そういった情報を入手したら、以下のことをチェックしましょう。

ベランダの排水口をチェック!

実は、【ベランダの排水口が詰まって】浸水被害に遭った方が意外にも多くいらっしゃいます。それも、普段より少し雨の量が多いかな?程度の雨量でも被害に遭われています。
大雨・長雨の予報なら、必ずベランダをチェックして、枯葉等のゴミがあれば取り除いておきましょう。


排水口が詰まると、あっという間に雨水が溜まり、窓から浸水する原因になります。
最悪の場合、普段からするべき掃除を怠った【借主の過失】とみなされ、修繕費用の請求が来る可能性もあります。詳しくはこちらのコラムをご覧ください。

ベランダや庭などの室外に置いてあるものをチェック!

風が強くなりそうなら、外に置いてあるもの(サンダル・掃除用具・物干し竿・ゴミ箱・植木鉢・子どものおもちゃなど)は部屋の中に入れておきましょう。
物が飛んで行った先で被害があると、室内に移動させなかった貴方の【過失】として責任を問われる場合があります。

室内に入れられないものの対策

例1.洗濯機飛んでいくことはないかもしれませんが、倒れたり壊れたりすると直すのも大変です。風が強いようなら対策しておきましょう。
1) 水を入れて重くする。
2) フタが開かないようにテープで貼り付ける。
3) 紐かロープで近くの柱などへ縛り付ける。

例2.自転車そこまで大きくない台風でも、外に置いてある自転車が倒れるのは良くあることです。なるべく建物などに寄せましょう。倒れて壊れたり、回りの物を傷つけたりする可能性があるなら、始めから横倒しにしておくのも手です。
カバーを付けている場合、風のあおりを余計に受けてしまいます。荷台用ゴムバンドなどをぐるりと巻いて、カバーの中に風が入ることを防ぎましょう。

窓ガラスをチェック!

近年の大きな台風の際に、飛来物で窓ガラスが割れるショッキングな映像を見た方もいらっしゃるかもしれませんね。雨戸やシャッターがあればいいのですが、賃貸マンションにはそのような設備の付いていない場合がほとんどだと思います。
瓦が飛びそうなくらいに風が強くなる時は、【割れた時の被害を最小限に留める】ための対策をした方が無難です。

対策1.ガラスフィルムを貼る。
割れたガラスの飛散を防ぐ専用のフィルムが売っています。お子様が小さいご家庭などは、災害に関係なく普段からガラスフィルムを貼っておいた方が安全かもしれません。

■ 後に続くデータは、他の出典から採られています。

PR #800, opened 2024-01-23
fix: only source of proposal flagging should be the DB

wa0x6e:

We use the `flaggedLinks` to mark a proposal as flagged, in addition to the column in the proposals table.

This create inconsistency, as a proposal may be returned as `flagged`, but not when filtering by `flagged` (because the filter does not take flagged links into account)

## 💊 Fixes / Solution

Remove the flaggedLinks handling, and delegate it to sequencer, who will flag the proposal when containing flagged links on creation, thus making the only source of truth for the proposal flag status the `flagged` column in the proposals table.

## 🚧 Changes

- Remove moderation.ts
- Return proposal flagged status directly from the table

## Before merging

Run a SQL query which will retrospectively flag all past proposals containing flaggedLinks


ChaituVR (commented):
weird, if we have this already. what's causing this https://discord.com/channels/955773041898573854/1030772384308932608/1198503030262353950

ChaituVR (approved):
tAck

src/graphql/helpers.ts
```diff
@@ -285,15 +284,6 @@ export function formatUser(user) {
   };
 }
 
-function isFlaggedProposal(proposal) {
-  if (flaggedLinks.length === 0) {
-    return false;
-  }
-
-  const flaggedLinksRegex = new RegExp(flaggedLinks.join('|'), 'i');
-  return flaggedLinksRegex.test(proposal.body) || proposal.flagged;
```
ChaituVR, line 294: This will now not show any notice on proposals with the spam links, unless we flag these proposal,

wa0x6e: Yes, we need to run a SQL query to retrospectively flag all past proposals containing flaggedLinks

PR #805, opened 2024-02-15
fix: allow display of large number values

wa0x6e:
Fixes #805

Fix error when voting period and delay are larger than MAX_INT

The same failing query should now return 

```json
{
  "data": {
    "spaces": [
      {
        "id": "richardfromkfc.eth",
        "name": "APPROVAL PROPOSAL",
        "voting": {
          "period": 864000000000000,
          "delay": 8640000000000000000
        }
      }
    ]
  }
}
```

### DIFF
--- a/src/graphql/schema.gql
+++ b/src/graphql/schema.gql
@@ -402,8 +402,8 @@ type SpaceFilters {
 }
 
 type SpaceVoting {
-  delay: Int
-  period: Int
+  delay: Float
+  period: Float
   type: String
   quorum: Float
   blind: Boolean


src/graphql/schema.gql
```diff
@@ -402,8 +402,8 @@ type SpaceFilters {
 }
 
 type SpaceVoting {
-  delay: Int
-  period: Int
+  delay: Float
+  period: Float
```
ChaituVR, line 406: `Float` can allow floating point values, don't think it is ideal here

ChaituVR (changes requested):

src/graphql/schema.gql
ChaituVR: Found this 
```javascript
const { GraphQLScalarType } = require('graphql');

const LargeInt = new GraphQLScalarType({
  name: 'LargeInt',
  description: 'Large integer type',
  serialize(value) {
    return value.toString(); // Convert outgoing large integer to string
  },
  parseValue(value) {
    return BigInt(value); // Convert incoming string to large integer
  },
  parseLiteral(ast) {
    if (ast.kind === Kind.STRING) {
      return BigInt(ast.value); // Convert string from query to large integer
    }
    return null;
  },
});
```

ChaituVR:
An important point is that we should never allow this big voting `delay` and `period` 😄 better to limit these to some values, maybe max 30 days delay and 1 year period

src/graphql/schema.gql
wa0x6e: > `Float` can allow floating point values, don't think it is ideal here

It can, but as we have already check in place to ensure these 2 are always integer, graphql will always show these as int, even with the `Float` type.

We can add new check to prevent new large values, but in my mind, editing existing space manually to fix wrong values was never an option.

ChaituVR: > It can, but as we have already check in place to ensure these 2 are always integer, graphql will always show these as int, even with the Float type.

Yes, but `Float` type may confuse graphql API users, where they expect it to float but we always send INT

ChaituVR: > We can add new check to prevent new large values, but in my mind, editing existing space manually to fix wrong values was never an option.

Yea bad option 🙈 but not sure if there is some alternative way

PR #808, opened 2024-02-26
fix: Add new rows to spaces table

ChaituVR:
Run following in your local DB 
```SQL
ALTER TABLE spaces
ADD COLUMN proposal_count INT NOT NULL DEFAULT '0',
ADD COLUMN vote_count INT NOT NULL DEFAULT '0',
ADD COLUMN follower_count INT NOT NULL DEFAULT '0';

CREATE INDEX proposal_count ON spaces (proposal_count);
CREATE INDEX vote_count ON spaces (vote_count);
CREATE INDEX follower_count ON spaces (follower_count);
```


wa0x6e (approved):
utAck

対策2.段ボール・新聞紙・大きなゴミ袋などを、内側から窓ガラスを覆うように貼り付ける。
ガラスが割れても室内にガラスが飛び散ることを防げます。

対策3.養生テープを内側から×になるように貼る。
ガラスの割れを最小限に留められます。

それらも手元にない場合は、カーテンを閉め、なるべく窓から離れておきましょう。

浸水しそうな隙間をチェック!

水害だけでなく、台風でも浸水被害に遭う可能性は十分にあります。隙間は閉じておきましょう。

・サッシの隙間に細く折りたたんだ新聞紙を挟み込み、浸水を防ぐ。
(タオルなどの布やペットシーツでも代用できます。)
・玄関ドア・郵便受け・換気扇・通気口なども隙間を養生テープで防ぐ
・室内にある排水口からの逆流が心配な場合は、そこもテープや土嚢などで防ぐ。
・玄関からの浸水が心配な場合は、玄関ドアの内側に土嚢を置く。

簡易水のうの作り方

大きな袋と水があれば、土嚢の代わりになる簡易水のうが作れます!
大きなゴミ袋を二重にし、中に水を入れて口をしっかりと閉めます。そのままでも水のうとして使えますが、玄関ドアの内側に置く際などには、それを段ボールの中に入れるとより置きやすくなります。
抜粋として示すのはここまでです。